PR #8061, opened 2023-02-14
fix(aws)!: Use `log_group_arn` + `filter_name` for `aws_cloudwatchlogs_metric_filters` PK

disq:
Metric filters are defined under a log group so the ARN/PK should also include the log group name. Otherwise two of the equally named metric filters will clash.


plugins/source/aws/docs/tables/aws_cloudwatchlogs_metric_filters.md
```diff
@@ -2,7 +2,7 @@
 
 https://docs.aws.amazon.com/AmazonCloudWatchLogs/latest/APIReference/API_MetricFilter.html
 
-The primary key for this table is **arn**.
+The composite primary key for this table is (**arn**, **log_group_name**).
```
disq, line 5: I don't like the custom/artificial `arn` here, maybe change it to be account+region+metric name+log group name?

disq: done in [`59b19a1` (#8061)](https://github.com/cloudquery/cloudquery/pull/8061/commits/59b19a18f618a7c2907736e77a5f3145c68da3bb)

plugins/source/aws/resources/services/cloudwatchlogs/metric_filters_fetch.go
```diff
@@ -31,12 +31,13 @@ func fetchCloudwatchlogsMetricFilters(ctx context.Context, meta schema.ClientMet
...
 func resolveMetricFilterArn(ctx context.Context, meta schema.ClientMeta, resource *schema.Resource, c schema.Column) error {
 	cl := meta.(*client.Client)
+	r := resource.Item.(types.MetricFilter)
 	a := arn.ARN{
 		Partition: cl.Partition,
 		Service:   "logs",
 		Region:    cl.Region,
 		AccountID: cl.AccountID,
-		Resource:  "metric_filter/" + aws.ToString(resource.Item.(types.MetricFilter).FilterName),
+		Resource:  "log-group:" + aws.ToString(r.LogGroupName) + ":metric_filter:" + aws.ToString(r.FilterName),
```
disq, line 40: inspired from https://docs.aws.amazon.com/service-authorization/latest/reference/list_amazoncloudwatchlogs.html#amazoncloudwatchlogs-resources-for-iam-policies

The other "clean fix" is to remove this field and add a composite PK for account+region+log group+metric name.

candiduslynx: I think there's no such field as metric filter ARN, so I'm for removing this field and doing composite PK

candiduslynx (changes requested):

plugins/source/aws/resources/services/cloudwatchlogs/metric_filters_fetch.go
disq: Done in [`04e2744` (#8061)](https://github.com/cloudquery/cloudquery/pull/8061/commits/04e2744c90f228341eb50fa49da65c7f85c818c8)

plugins/source/aws/resources/services/cloudwatchlogs/metric_filters.go
```diff
@@ -13,18 +13,10 @@ func MetricFilters() *schema.Table {
...
-			{
-				Name:     "arn",
-				Type:     schema.TypeString,
-				Resolver: resolveMetricFilterArn,
-				CreationOptions: schema.ColumnCreationOptions{
-					PrimaryKey: true,
-				},
-			},
+			client.DefaultAccountIDColumn(true),
+			client.DefaultRegionColumn(true),
```
bbernays, line 19: Maybe convert the `LogGroupName` to an arn then we can use just those 2 columns (LogGroupARN and FilterName) for the PK... That way it also would make it easier to query and do joins between `aws_cloudwatchlogs_metric_filters` and `aws_cloudwatchlogs_log_groups`

disq: but yeah overall seems better, will do

bbernays: You would have to join on `account_id`, `region` and `log_group_name` because the names can repeat across regions... I have actually used that pattern in the past (putting the same log group name in every production region)

bbernays: It my view it is a potential "foot gun"... People won't always think about regional naming constraints and then they will blame CQ for duplicating data

plugins/source/aws/resources/services/cloudwatchlogs/metric_filters_fetch.go
```diff
@@ -28,15 +26,3 @@ func fetchCloudwatchlogsMetricFilters(ctx context.Context, meta schema.ClientMet
 	}
 	return nil
 }
```
bbernays, line 30: nit: I think we are trying to not have a separate file for `fetch` functions and just put it all in the same file where the table is defined

plugins/source/aws/resources/services/cloudwatchlogs/metric_filters.go
disq: Fixed in [`52376a1` (#8061)](https://github.com/cloudquery/cloudquery/pull/8061/commits/52376a1165d66143663baf209d2d740132cec8cc)

bbernays (approved):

= What to produce =
How many lines of the listing contain the word "ToString"? Reply with only the number.

= Solution to the problem =
2